======== MATERIALS PROVIDED ========

PR #962, opened 2023-07-07
Add K6_BROWSER_EXECUTABLE_PATH in ci

ankur22:
### Description of changes

The main change (initially) was to work with the `K6_BROWSER_EXECUTABLE_PATH` env var on linux github actions to ensure it picks chrome and not chromium. The github runners have both chromium and google chrome installed. Google chrome is kept up to date whereas chromium isn't. We want to work with the latest version of google chrome (for now, in the future we may want to install the exact version we want to work with).

I also found that the e2e workflow wasn't correctly using the defined matrix, and was only working with `ubuntu-latest`. There are several commits which attempt to resolve this.

Two issues which were discovered but not resolved in the e2e workflow were:

1. the `examples/hosts.js` test script doesn't pass in the Windows stable e2e test. When tested in a Windows 11 computer, the test passed. I've opened a new issue (https://github.com/grafana/xk6-browser/issues/963) to track this.
2. the Windows tip e2e test fails when building a k6 binary with xk6 and the tip version of go. The tip version of go is installed successfully and we seem to be setting it up correctly (ensuring `GOROOT` is pointing to the tip version and not the stable version that is already on the system), but even still xk6 works with the stable version of go which ends up with an [error](https://github.com/grafana/xk6-browser/actions/runs/5881417653/job/15949854594). This hasn't been tested on a standalone windows computer. I've opened a new issue (https://github.com/grafana/xk6-browser/issues/1002) to track this.

Closes: https://github.com/grafana/xk6-browser/issues/963

### Checklist

### DIFF
--- a/.github/workflows/e2e.yml
+++ b/.github/workflows/e2e.yml
@@ -20,7 +20,7 @@ jobs:
       matrix:
         go: [stable, tip]
         platform: [ubuntu-latest, windows-latest, macos-latest]
-    runs-on: ubuntu-latest
+    runs-on: ${{ matrix.platform }}
     steps:
       - name: Checkout code
         uses: actions/checkout@v2
--- a/.github/workflows/e2e.yml
+++ b/.github/workflows/e2e.yml
@@ -23,13 +23,15 @@ jobs:
     runs-on: ${{ matrix.platform }}
     steps:
       - name: Checkout code
+        if: matrix.go != 'tip' || matrix.platform != 'windows-latest'
         uses: actions/checkout@v2
       - name: Install Go
+        if: matrix.go != 'tip' || matrix.platform != 'windows-latest'
         uses: actions/setup-go@v2
         with:
           go-version: 1.x
       - name: Install Go tip
-        if: matrix.go == 'tip'
+        if: matrix.go == 'tip' && matrix.platform != 'windows-latest'
         run: |
           go install golang.org/dl/gotip@latest
           gotip download
@@ -38,8 +40,10 @@ jobs:
           echo "$HOME/go/bin" >> "$GITHUB_PATH"
           echo "$HOME/sdk/gotip/bin" >> "$GITHUB_PATH"
       - name: Install xk6
+        if: matrix.go != 'tip' || matrix.platform != 'windows-latest'
         run: go install go.k6.io/xk6/cmd/xk6@master
       - name: Build extension
+        if: matrix.go != 'tip' || matrix.platform != 'windows-latest'
         run: |
           which go
           go version
@@ -49,6 +53,7 @@ jobs:
             --with github.com/grafana/xk6-browser=.
           ./k6extension version
       - name: Run E2E tests
+        if: matrix.go != 'tip' || matrix.platform != 'windows-latest'
         run: |
           set -x
           if [ "$RUNNER_OS" == "Linux" ]; then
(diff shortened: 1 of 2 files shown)


.github/workflows/e2e.yml
```diff
@@ -23,13 +23,15 @@ jobs:
     runs-on: ${{ matrix.platform }}
     steps:
       - name: Checkout code
+        if: matrix.go != 'tip' || matrix.platform != 'windows-latest'
```
ka3de, line 26: I guess we can skip this by now as long as we are testing with stable version.

ka3de (approved):
Thanks for looking into this! LGTM.

.github/workflows/e2e.yml
```diff
@@ -19,17 +19,19 @@ jobs:
...
-        platform: [ubuntu-latest-8-cores, windows-latest, macos-latest]
-    runs-on: ubuntu-latest-8-cores
+        platform: [ubuntu-latest, windows-latest, macos-latest]
+    runs-on: ${{ matrix.platform }}
     steps:
       - name: Checkout code
+        if: matrix.go != 'tip' || matrix.platform != 'windows-latest'
         uses: actions/checkout@v2
       - name: Install Go
+        if: matrix.go != 'tip' || matrix.platform != 'windows-latest'
```
inancgumus, line 29: I'm wondering if it's possible (an if to me) to put this condition at the job level. If these conditions are still [necessary](https://github.com/grafana/xk6-browser/pull/962/files#r1296911621).

inancgumus (dismissed):
Thanks for making things better 👍

.github/workflows/e2e.yml
```diff
@@ -20,7 +20,7 @@ jobs:
       matrix:
         go: [stable, tip]
         platform: [ubuntu-latest, windows-latest, macos-latest]
-    runs-on: ubuntu-latest
+    runs-on: ${{ matrix.platform }}
```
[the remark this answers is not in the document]
inancgumus: 💯

.github/workflows/test.yml
```diff
@@ -46,9 +46,7 @@ jobs:
             args[1]="1"
             export GOMAXPROCS=1
           fi
-          export K6_BROWSER_EXECUTABLE_PATH=/usr/bin/google-chrome
-          export K6_BROWSER_HEADLESS=true
-          go test "${args[@]}" -timeout 5m ./...
+          K6_BROWSER_EXECUTABLE_PATH=/usr/bin/google-chrome K6_BROWSER_HEADLESS=true go test "${args[@]}" -timeout 5m ./...
```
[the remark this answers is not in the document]
ankur22: I tried this change but there are tests that rely on an explicit `K6_BROWSER_HEADLESS=false` otherwise they run in headful mode e.g. [TestFrameNoPanicWithEmbeddedIFrame](https://github.com/grafana/xk6-browser/blob/3015c48d5e502561aa8fd9ebf0766b4824b7e04b/tests/frame_test.go#L72).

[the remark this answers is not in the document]
ka3de: Oh OK! :+1:

.github/workflows/e2e.yml
ankur22: I've created an issue to track this: https://github.com/grafana/xk6-browser/issues/1002

ka3de (dismissed):
LGTM.

.github/workflows/e2e.yml
ankur22: That's a nice idea. I tried working with `if` at various levels but it only works in each step. It's because `matrix` is evaluated after the `if` at the [job level](https://docs.github.com/en/actions/using-workflows/workflow-syntax-for-github-actions#jobsjob_idif).

Issue #960, opened 2023-06-30
WebVitals metrics measurements are incorrect for "slow" loading sites


ka3de:
### Brief summary

After modifications made in https://github.com/grafana/xk6-browser/pull/949 and https://github.com/grafana/xk6-browser/pull/943, and comparisons done in https://github.com/grafana/xk6-browser/issues/950, we concluded that, in some cases, k6 browser reports incorrect Web Vitals metrics measurements. This happens especially for sites that are more _dynamic_ and take longer to load, as in this cases k6 browser seems to report "intermediate" values corresponding to samples taken before the page is fully loaded, event for which k6 browser seems to not wait for long enough. This affects particularly [FCP](https://web.dev/fcp/) and [LCP](https://web.dev/lcp/) metric.

### xk6-browser version

commit: c959b57

### OS

Ubuntu 20.04.5 LTS

### Chrome version

113.0.5672.126 (Official Build) (64-bit)

### Steps to reproduce the problem

Run the following test:

```js
import { browser } from 'k6/x/browser';

export const options = {
  scenarios: {
    ui: {
      executor: 'shared-iterations',
      options: {
        browser: {
            type: 'chromium',
        },
      },
    },
  },
};
  

export default async function () {
  const page = browser.newPage();

  try {
    await page.goto('https://grafana.com')
  } finally {
    page.close();
  } 
}
```

### Expected behaviour

Web Vitals metrics should be similar to the ones reported by Google Lighthouse:
![Screenshot from 2023-06-30 11-43-34](https://github.com/grafana/xk6-browser/assets/6529572/c07ec510-0692-47f9-81c5-ac418e00a991)

### Actual behaviour

Web Vitals metrics reported by k6 browser:
![Screenshot from 2023-06-30 11-47-33](https://github.com/grafana/xk6-browser/assets/6529572/81b9572c-9277-4526-92a6-5c6cd7f6bae2)
Notice the differences in FCP and LCP.

ka3de:
[...]

PR #964, opened 2023-07-11
Revert "Report all web vital metric changes (#949)"

ka3de:
This reverts commit f25b1d427af756b58a1a424bf66f735b0d710ad5.

### Description of changes

In our effort to achieve more consistent Web Vitals reporting, a change was introduced in https://github.com/grafana/xk6-browser/pull/949 to force the Web Vitals library to report metrics [on every value change](https://github.com/GoogleChrome/web-vitals#report-the-value-on-every-change). But, in recent tests we have observed that this was an incorrect configuration, especially for [LCP](https://web.dev/lcp/#when-is-largest-contentful-paint-reported) metric. LCP measures the time it takes to render the largest [image or text block](https://web.dev/lcp/#what-elements-are-considered) visible within the viewport, relative to when the page [first started loading](https://w3c.github.io/hr-time/#timeorigin-attribute). Because there can only be one "largest" element in a page, LCP should only provide one sample per page load. Instead, if we use the `reportAllChanges` flag, LCP is reported multiple times when rendering intermediate elements that, up until that point, are the largest rendered in the page. This makes k6 browser record incorrect values for LCP on every new page.

Therefore, we should not use `reportAllChanges` flag for Web Vitals library.

Related: #960.

### DIFF
--- a/common/js/web_vital_init.js
+++ b/common/js/web_vital_init.js
@@ -13,15 +13,13 @@ function print(metric) {
 }
 
 function load() {
-  const reportAllChanges = {
-    reportAllChanges: true,
-  }
-  webVitals.onCLS(print, reportAllChanges);
-  webVitals.onFID(print, reportAllChanges);
-  webVitals.onLCP(print, reportAllChanges);
-  webVitals.onFCP(print, reportAllChanges);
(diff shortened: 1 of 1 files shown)


ankur22 (approved):
LGTM 🚀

========

• TASK GOAL:
Among the lines above, find the ones containing "Screenshot" and copy them.

• PROBLEM SOLUTION:
![Screenshot from 2023-06-30 11-43-34](https://github.com/grafana/xk6-browser/assets/6529572/c07ec510-0692-47f9-81c5-ac418e00a991)
![Screenshot from 2023-06-30 11-47-33](https://github.com/grafana/xk6-browser/assets/6529572/81b9572c-9277-4526-92a6-5c6cd7f6bae2)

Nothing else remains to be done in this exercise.